### TASK ITEM:
Copy exactly the lines from the first line of the records below through the line containing "Currently when running", including both, and nothing else.

Stored data entries
=== Begin Enclosure ===

PR #3018, opened 2023-04-27
Disable argument parsing by default

### LINKED ISSUE #2177: Remove need for parse-arguments

### LINKED ISSUE #3008: Parse argument in a separate argument instead of inline
Currently when running `tracee --o option:parse-arguments` event arguments will be switched out to a string form where possible.
In order to support #2177 in REGO, it's required that rego signatures will be able to access parsed arguments, despite golang signatures being written with the assumption of non parsed arguments.

As such the logic of the flag should change to one of these two:
1. Add a new event `ParsedArgument` field which will include a parsed copy of the arguments.
2. For each argument append a new argument with the name `argname_parsed` which will have the parsed values.

REGO and cel-go signatures will then implicitly ALWAYS access those instead of the default arguments.

NDStrahilevitz:

1. types: add separete ParsedArguments list
    
    Prepare for removing inline argument parsing.
    
    This was done in a separate list in order to make the choice between
    querying the parsed and non parsed list as seamless as possible.
    Since the list is a copy with inlined parsed arguments, it can be used
    just like the previous arguments list was just with a name change.
5.  events: parse arguments into separate list
    
    Populate the ParsedArguments list previously introduced.
    Use this list in the table printer for argument printing.

6. signatures: work without argument parsing
    
    Refactor the golang signatures and helpers to work without enabling
    -o option:parse-arguments in the CLI.
    
    This included changing the signatures themselves to use the libbpfgo
    helper package kernel constants where relevant and refactoring our own
    helpers package to work with non parsed arguments (for example flags).
    
    Additionally added in the GetTraceeArgumentByName helper an option to
    query the ParsedArguments list instead of the regular one.

7. signatures: make rego sigs work with parsed args
    
    Refactored the rego helpers and tests to use parsed arguments access.
    This means when running rego signatures and/or using our helpers tracee
    must be run with -o option:parse-arguments.

### 2. Explain how to test it

Tested by sanity testing some signatures for example
1. `anti_debugging` -> `strace ls`
2. `ld_preload` -> `sudo touch /etc/ld.so.preload`
3. `proc_fops_hooking` -> `phide rootkit`

For rego i've just updated the signatures and tests and made sure they pass.

Resolve #2177
Resolve #3008

### DIFF
--- a/go.mod
+++ b/go.mod
@@ -172,3 +172,5 @@ require (
 )
 
 replace github.com/kubernetes/cri-api => k8s.io/cri-api v0.23.5-rc.0
+
+replace github.com/aquasecurity/tracee/types => ./types
--- a/pkg/events/parse_args.go
+++ b/pkg/events/parse_args.go
@@ -23,8 +23,8 @@ func ParseArgs(event *trace.Event) error {
 	event.ParsedArgs = make([]trace.Argument, len(event.Args))
 	copy(event.ParsedArgs, event.Args)
 	for i := range event.ParsedArgs {
-		if ptr, isUintptr := event.Args[i].Value.(uintptr); isUintptr {
-			event.Args[i].Value = "0x" + strconv.FormatUint(uint64(ptr), 16)
+		if ptr, isUintptr := event.ParsedArgs[i].Value.(uintptr); isUintptr {
+			event.ParsedArgs[i].Value = "0x" + strconv.FormatUint(uint64(ptr), 16)
 		}
 	}
 
--- a/pkg/events/parse_args.go
+++ b/pkg/events/parse_args.go
@@ -20,19 +20,21 @@ type fdArgTask struct {
 }
 
 func ParseArgs(event *trace.Event) error {
-	for i := range event.Args {
+	event.ParsedArgs = make([]trace.Argument, len(event.Args))
+	copy(event.ParsedArgs, event.Args)
+	for i := range event.ParsedArgs {
 		if ptr, isUintptr := event.Args[i].Value.(uintptr); isUintptr {
 			event.Args[i].Value = "0x" + strconv.FormatUint(uint64(ptr), 16)
 		}
 	}
 
-	emptyString := func(arg *trace.Argument) {
+	emptyStringArg := func(arg *trace.Argument) {
 		arg.Type = "string"
 		arg.Value = ""
 	}
 
 	parseOrEmptyString := func(arg *trace.Argument, sysArg helpers.SystemFunctionArgument, err error) {
-		emptyString(arg)
+		emptyStringArg(arg)
 		if err == nil {
 			arg.Value = sysArg.String()
 		}
@@ -40,26 +42,26 @@ func ParseArgs(event *trace.Event) error {
 
 	switch ID(event.EventID) {
 	case MemProtAlert:
-		if alertArg := GetArg(event, "alert"); alertArg != nil {
+		if alertArg := getParsedArg(event, "alert"); alertArg != nil {
 			if alert, isUint32 := alertArg.Value.(uint32); isUint32 {
 				alertArg.Value = trace.MemProtAlert(alert).String()
 				alertArg.Type = "string"
 			}
 		}
-		if protArg := GetArg(event, "prot"); protArg != nil {
+		if protArg := getParsedArg(event, "prot"); protArg != nil {
 			if prot, isInt32 := protArg.Value.(int32); isInt32 {
 				mmapProtArgument := helpers.ParseMmapProt(uint64(prot))
 				parseOrEmptyString(protArg, mmapProtArgument, nil)
 			}
 		}
-		if prevProtArg := GetArg(event, "prev_prot"); prevProtArg != nil {
+		if prevProtArg := getParsedArg(event, "prev_prot"); prevProtArg != nil {
 			if prevProt, isInt32 := prevProtArg.Value.(int32); isInt32 {
 				mmapProtArgument := helpers.ParseMmapProt(uint64(prevProt))
 				parseOrEmptyString(prevProtArg, mmapProtArgument, nil)
 			}
 		}
 	case SysEnter, SysExit:
-		if syscallArg := GetArg(event, "syscall"); syscallArg != nil {
+		if syscallArg := getParsedArg(event, "syscall"); syscallArg != nil {
 			if id, isInt32 := syscallArg.Value.(int32); isInt32 {
 				if Core.IsDefined(ID(id)) {
 					eventDefinition := Core.GetDefinitionByID(ID(id))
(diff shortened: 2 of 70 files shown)


go.mod
```diff
@@ -154,3 +154,5 @@ require (
 )
 
 replace github.com/kubernetes/cri-api => k8s.io/cri-api v0.23.5-rc.0
+
+replace github.com/aquasecurity/tracee/types => ./types
```
NDStrahilevitz, line 158: Create a types PR once approved.

cmd/tracee/main.go
```diff
@@ -74,7 +74,7 @@ func main() {
 			}
 
 			// parse arguments must be enabled if the rule engine is part of the pipeline
-			runner.TraceeConfig.Output.ParseArguments = true
+			// runner.TraceeConfig.Output.ParseArguments = true
```
AlonZivony, line 77: If you plan to remove this line, then remove it.
Don't leave a commented code.

types/trace/trace.go
```diff
@@ -41,6 +41,7 @@ type Event struct {
 	StackAddresses       []uint64     `json:"stackAddresses"`
 	ContextFlags         ContextFlags `json:"contextFlags"`
 	Args                 []Argument   `json:"args"` //Arguments are ordered according their appearance in the original event
+	ParsedArgs           []Argument   `json:"parsedArgs,omitempty"`
```
AlonZivony, line 44: The current convention is that we pass Nil values if arguments are missing.
Shouldn't we apply it on the parsed args too?
Open for discussion here.

pkg/signatures/benchmark/signature/golang/anti_debugging.go
```diff
@@ -52,21 +54,22 @@ func (sig *antiDebugging) OnEvent(event protocol.Event) error {
...
-	requestString := request.Value.(string)
-	if requestString != "PTRACE_TRACEME" {
-		return nil
+
+	if requestArg == int(libbpfgo.PTRACE_TRACEME.Value()) {
+		metadata, err := sig.GetMetadata()
+		if err != nil {
+			return err
+		}
+		sig.cb(detect.Finding{
```
AlonZivony, line 67: I will write it here but it is true for all other signatures.
Should we really omit the data we pass here in the `detect.Finding`?
I think you should parse the argument if the signature is triggered, and pass it through the data member as before.
This way you parse the argument only upon triggering, instead of each event.

signatures/helpers/arguments_helpers.go
```diff
@@ -45,12 +53,34 @@ func GetTraceeIntArgumentByName(event trace.Event, argName string) (int, error)
...
+		return uint(argUint32), nil
+	}
+	argUint64, ok := arg.Value.(uint64)
 	if ok {
-		return int(argInt), nil
+		return uint(argUint64), nil
 	}
 
-	return 0, fmt.Errorf("can't convert argument %v to int", argName)
+	return 0, fmt.Errorf("can't convert argument %v to uint (argument is of type %T)", argName, arg.Value)
```
AlonZivony, line 83: Nice, much better error messages!

AlonZivony (changes requested):
Few thoughts on the PR (didn't read each signature)

types/trace/trace.go
NDStrahilevitz: I'm not sure if you're suggesting that:
1. we should drop the `omitempty`
2. Parsed arguments should go inside Args and be nil (with a different name)
3. Something else

Could you elaborate please?

pkg/signatures/benchmark/signature/golang/anti_debugging.go
NDStrahilevitz: The most elegant solution I can think of is adding this logic into the detection callback passed in tracee-rules.
However outside of the single binary solution this would mean importing the `events` package into tracee-rules AND tracee-rules needing awareness of parse-arguments configuration (from `OutputConfig`) which is _currently_ a bit of an issue, but when we drop the old arch we can add that.

Otherwise we would need to supply a robust argument parsing solution like we have in `parge_args.go` that is external to tracee's go.mod so that signatures can import it without breaking their plugin compilation (because currently they would have to import `pkg/events`), or let the signature authors take responsibility for the parsing if it matters for their usecase.

AlonZivony: I agree with you, but as you change the signatures here you are the signature author.
I suggest you use the `libbpfgo` helpers to parse the argument and put the parsed argument in `Data` map.

types/trace/trace.go
NDStrahilevitz: > So I liked the idea of separating the parsed arguments from the arguments, as we don't plan to support them for long.

Actually I had no intention of removing the parsed arguments, just keeping them separated and not overriding the originals.

> I suggested here to remove the `omitempty`

This is just so when users run with `-o json` but not with `parse-arguments`, they won't see the empty field each time.

AlonZivony: > This is just so when users run with `-o json` but not with `parse-arguments`, they won't see the empty field each time.

So we talked previously that breaking the expected structure of events with missing arguments might sabotage efforts to put the events in databases which aren't flexible.
I ask here if it won't be a problem here as well.

pkg/events/parse_args.go
```diff
@@ -20,46 +20,48 @@ type fdArgTask struct {
 }
 
 func ParseArgs(event *trace.Event) error {
-	for i := range event.Args {
+	event.ParsedArgs = make([]trace.Argument, len(event.Args))
+	copy(event.ParsedArgs, event.Args)
+	for i := range event.ParsedArgs {
 		if ptr, isUintptr := event.Args[i].Value.(uintptr); isUintptr {
 			event.Args[i].Value = "0x" + strconv.FormatUint(uint64(ptr), 16)
 		}
```
yanivagman, line 28: Looks like you override `event.Args` instead of `event.ParsedArgs`

NDStrahilevitz:
@yanivagman and I have decided to give up on the double lists and keep the inlined parsing. As such I will open a similar PR updating only the signatures and documentation in the near future.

=== End Enclosure ===

### SOLVED PROBLEM:
PR #3018, opened 2023-04-27
Disable argument parsing by default

### LINKED ISSUE #2177: Remove need for parse-arguments

### LINKED ISSUE #3008: Parse argument in a separate argument instead of inline
Currently when running `tracee --o option:parse-arguments` event arguments will be switched out to a string form where possible.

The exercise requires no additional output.